Meditation, Writing, and the Act of Deep Internal Listening

Managing Editor’s Note: In the following post, Jessie Benjamin asks, “What is calling for my attention right here, right now? ” Meditation encourages this question, requiring us to sit and engage in “an act of deep internal listening.” It isn’t difficult to see the link between the “internal listening” of meditation and of writing. We must pay attention when we write, dig inside of ourselves, search for truth, and get it on the page. Enjoy Benjamin’s exploration of her own practice–a blend of meditation and writing.

–Amy

Creating the Space:

How Meditation Supports Writing

by Jessie L. Benjamin

Meditation creates the space, writing fills the void. I’m called to both.

Image by © Royalty-Free/Corbis

For twenty years, my daily sitting meditation practice has nourished me.
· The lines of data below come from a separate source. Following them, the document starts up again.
PR #1190, opened 2022-09-28
Dotted hosts portal config

Jay07GIT:
Fixes #.

Changes in this pull request:
- Allow Dotted hosts configuration for zone and ACL using portal.


JoshSEdwards (dismissed):

modules/portal/public/lib/controllers/controller.manageZones.js
```diff
@@ -276,6 +277,8 @@ angular.module('controller.manageZones', [])
             $log.log('recordsService::getZone-success');
             $scope.zoneInfo = response.data.zone;
             $scope.updateZoneInfo = angular.copy($scope.zoneInfo);
+            $log.log('wqewweq::getZone-success', $scope.updateZoneInfo);
+            $log.log('sfsafd::getZone-success', $scope.zoneInfo);
```
Aravindh-Raju, line 281: These 2 log messages seems to be used for testing. Can we remove these or change the messages like (` $log.log('refreshZone:: updateZoneInfo', $scope.updateZoneInfo);`) if it is necessary?

Aravindh-Raju (changes requested):
Few minor changes. Looks good otherwise!

Aravindh-Raju (changes requested):
I think we should also add the new fields `allowDottedHosts`, `allowDottedLimits` in our api docs: https://www.vinyldns.io/api/zone-model.html

PR #1192, opened 2022-10-14
Refactor crypto be strongly typed

### LINKED ISSUE #193: Refactor crypto be strongly typed and enforce encryption at rest
**Motivation**
For existing fields that are encrypted (user.secret and zoneConnection.key), these fields are Stringly typed.  There is no way to understand their disposition when we save / retrieve the values.

We should have compile time / type checks on the disposition of these values so they are handled properly in the code and we do not accidentally surface a value decrypted when it should not be.

**Scope of change**
1. Create a strongly typed value to represent a `String` as being encrypted or decrypted.
1. Update the `ZoneConnection` type to use the new encrypted type
1. Update the `User` type to use the new encrypted type

**Design Notes**

Some sketches from a design perspective...

```scala
// I thought of having a Decrypted here as well, but in reality we should never have the 
// data classes contain decrypted data.  This makes sure we don't accidentally surface decrypted data
// We need a way to pull the decrypted value out of the Encrypted instance though elsewhere
final case class Encrypted private (value: String) extends AnyVal

object Encrypted { 
  def apply(crypto: CryptoAlgebra, value: String): Encrypted = new Encrypted(crypto.encrypt(value))
  def decrypt(crypto: CryptoAlgebra, x: Encrypted): String = crypto.decrypt(x.value)
}
```

Aravindh-Raju:
Fixes #193.

Changes in this pull request:
- Created a strongly typed value to represent a `String` as being encrypted or decrypted.
- Updated the `ZoneConnection` type to use the new encrypted type.
- Updated the `User` type to use the new encrypted type.

### DIFF
--- a/modules/api/src/it/scala/vinyldns/api/domain/record/RecordSetServiceIntegrationSpec.scala
+++ b/modules/api/src/it/scala/vinyldns/api/domain/record/RecordSetServiceIntegrationSpec.scala
@@ -34,7 +34,7 @@ import vinyldns.api.engine.TestMessageQueue
 import vinyldns.mysql.TransactionProvider
 import vinyldns.core.TestMembershipData._
 import vinyldns.core.TestZoneData.testConnection
-import vinyldns.core.domain.{Fqdn, HighValueDomainError}
+import vinyldns.core.domain.{Encrypted, Fqdn, HighValueDomainError}
 import vinyldns.core.domain.auth.AuthPrincipal
 import vinyldns.core.domain.backend.{Backend, BackendResolver}
 import vinyldns.core.domain.membership.{Group, GroupRepository, User, UserRepository}
@@ -63,8 +63,8 @@ class RecordSetServiceIntegrationSpec
 
   private var testRecordSetService: RecordSetServiceAlgebra = _
 
-  private val user = User("live-test-user", "key", "secret")
-  private val user2 = User("shared-record-test-user", "key-shared", "secret-shared")
+  private val user = User("live-test-user", "key", Encrypted("secret"))
+  private val user2 = User("shared-record-test-user", "key-shared", Encrypted("secret-shared"))
   private val group = Group(s"test-group", "test@test.com", adminUserIds = Set(user.id))
   private val group2 = Group(s"test-group", "test@test.com", adminUserIds = Set(user.id, user2.id))
   private val sharedGroup =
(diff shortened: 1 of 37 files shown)


modules/api/src/main/scala/vinyldns/api/route/DnsJsonProtocol.scala
```diff
@@ -129,12 +130,22 @@ trait DnsJsonProtocol extends JsonValidation {
     override def toJson(a: Algorithm): JValue = JString(a.name)
   }
 
+  case object EncryptedSerializer extends ValidationSerializer[Encrypted] {
```
nspadaccino, line 133: Do we not have unit tests for DnsJsonProtocol? It seems like we do for other serializers, I think that would be a good addition

nspadaccino (commented):
Looks good, tested locally via API and portal, I am able authenticate with test creds. One comment about unit tests

modules/api/src/it/scala/vinyldns/api/domain/record/RecordSetServiceIntegrationSpec.scala
```diff
@@ -33,7 +33,7 @@ import vinyldns.api.domain.zone._
 import vinyldns.api.engine.TestMessageQueue
 import vinyldns.mysql.TransactionProvider
 import vinyldns.core.TestZoneData.testConnection
-import vinyldns.core.domain.{Fqdn, HighValueDomainError}
+import vinyldns.core.domain.{Encrypted, Fqdn, HighValueDomainError}
```
JoshSEdwards, line 36: Is this needed? It doesn't seem to be used in this file.

JoshSEdwards (approved):
Looks good to me!

modules/api/src/it/scala/vinyldns/api/domain/record/RecordSetServiceIntegrationSpec.scala
Aravindh-Raju: I haven't completed changes to this file at that point in time. Made the required changes now.

modules/api/src/main/scala/vinyldns/api/route/DnsJsonProtocol.scala
Aravindh-Raju: Added tests for `EncryptedSerializer` to verify it's working. Please have a look.

JoshSEdwards (dismissed):

Jay07GIT (dismissed):
Looks good to me.

JoshSEdwards:
Looks good to me. Tested a bunch of things locally using the portal and the API, and didn't see any weird behavior.

JoshSEdwards (approved):

arpit4ever (dismissed):
Tested locally. Everything looks good.

arpit4ever (approved):
LGTM

PR #1194, opened 2022-10-25
Fix dotted hosts update (PR #1187)

Aravindh-Raju:
Fixes #1187 

Changes in this pull request:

It’s essential, like oxygen keeping me sane and, hopefully, kinder and more compassionate.

I came to writing a bit later.

Many of the qualities that are cultivated in meditation are used while writing – receptivity, attention, curiosity and truthfulness.

Meditation cultivates receptivity.

The space it creates within the mind opens the field of awareness and my sense doors open.
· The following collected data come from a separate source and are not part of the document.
PR #1204, opened 2022-11-15
Added metrics api for zone change failure and record change failure

### LINKED ISSUE #439: Add backend failure metric
We currently do not expose any metrics/health in our system when a record change or zone change fails.  We store the failure in our database, but there is no way to independently monitor that other than querying the database on a regular basis

If a record or zone change fails, report that as an error metric (using monitor like everywhere else).  This way, we can monitor it in real-time via prometheus and detect the failure.

1. Monitor record change failures
2. Monitor zone change failures

Jay07GIT:
Fixes #439.

Changes in this pull request:

> Added metrics api for zone change failure and record change failure.
```
/metrics/health/zonechangesfailure
/metrics/health/recordsetchangesfailure
```

### DIFF
--- a/modules/api/src/main/scala/vinyldns/api/domain/record/ListRecordSetChangesResponse.scala
+++ b/modules/api/src/main/scala/vinyldns/api/domain/record/ListRecordSetChangesResponse.scala
@@ -17,7 +17,7 @@
 package vinyldns.api.domain.record
 
 import vinyldns.api.domain.zone.RecordSetChangeInfo
-import vinyldns.core.domain.record.ListRecordSetChangesResults
+import vinyldns.core.domain.record.{ListRecordSetChangesResults, RecordSetChange}
 
 case class ListRecordSetChangesResponse(
     zoneId: String,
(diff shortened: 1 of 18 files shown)


nspadaccino (approved):

nspadaccino (changes requested):
Looks like the first commit is still unsigned

Jay07GIT:
> Looks like the first commit is still unsigned

Signed all commits.

Aravindh-Raju (approved):
Looks good to me!

nspadaccino (approved):
Looks good!

nspadaccino:
New API endpoints are working as expected. A few thoughts though:
• It looks like both APIs return a list of failed changes without any sort of grouping or filtering. I feel like that would be a very large result if we called recordsetchangesfailure in prod. I was thinking it may make more sense to have these as zone routes, unless that would be counterintuitive to the goal of this PR, which is monitoring.
• If this structure makes the most sense for monitoring, I think we should still have some filtering capability like the global recordset search API https://www.vinyldns.io/api/list-recordsets-global.html

Thoughts?

JoshSEdwards (approved):

Jay07GIT:
It's a good idea to add a filter in API. We will open a new PR for it. Thanks for your idea.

The creative process of writing is nourished by receptivity. I see a recurring image or hear a phrase that replays again and again. A theme or a title appears. A story is born. I catch it before it gets away. The empty page fills.Meditation is an act of deep internal listening.

What is calling for my attention right here, right now? I focus on body sensations, thoughts or emotions, which tethers the mind. I observe their impermanent nature.

I’m between essays and looking for a new topic. As I go about my day, I listen, observe, witness and am rewarded while reading a news article about a cowboy who refuses to pay grazing fees to the Bureau of Land Management. I think this guy would make a great character. I write an essay about him.

Meditation fosters curiosity.

Curiosity is cultivated and used as a key meditation strategy when working with difficult thoughts and emotions. Anger arises. Instead of thinking, I shouldn’t be angry, I’m curious what does this emotion feel like in my body, what images and stories are arising? I understand that anger is not solid, rather it is a composite of sensations, thoughts and feelings, which morph and change.

While writing, curiosity is the scent on the wind, drawing me toward the story. I investigate. A memory surfaces followed by a flare of emotion. What is this feeling – resentment from an old wound? Why is it arising now? I write into it and it becomes the central conflict within the story.

Meditation enhances observation.

In meditation, I sit on the cushion in silence and observe my inclination to turn away from pain, the disagreeable and the unpleasant. My knee hurts, it burns and aches. The truth is I want to move to avoid the pain. Instead, I direct my mind to another location in the body. I stay put.

Meditation encourages truth.

Writing non-fiction demands truthfulness. I’m writing a personal essay and reflecting on the loss of my altruistic ambitions. A wave of sadness surprises me, followed by a desire for a comforting cup of tea. I stay seated, not wanting to delve into the sorrow but the truth is insistent. It exposes my tendency to re-make life so it’s more palatable, my desire to throw color on the canvas to obscure an uncomfortable truth.

Meditation cultivates wakefulness.

Through sitting on my cushion, I learn how to be with what is. Watching the sunrise, I see the colors change, clouds form and pass away. I’m alive and want to share the preciousness of it. I paint it with words.


 


One Response to “Meditation, Writing, and the Act of Deep Internal Listening”

  1. Lisa McKenzie

    Your perspective was illuminating to me. I had always thought of meditation as a creativity killer, but I think that’s because I’ve been approaching meditation as a place where you say “no” to all invasive ideas, instead of a place where you say, “that’s interesting.” Which might be why I have a hard time sitting for twenty minutes, whereas you have been sitting for twenty years. Thanks!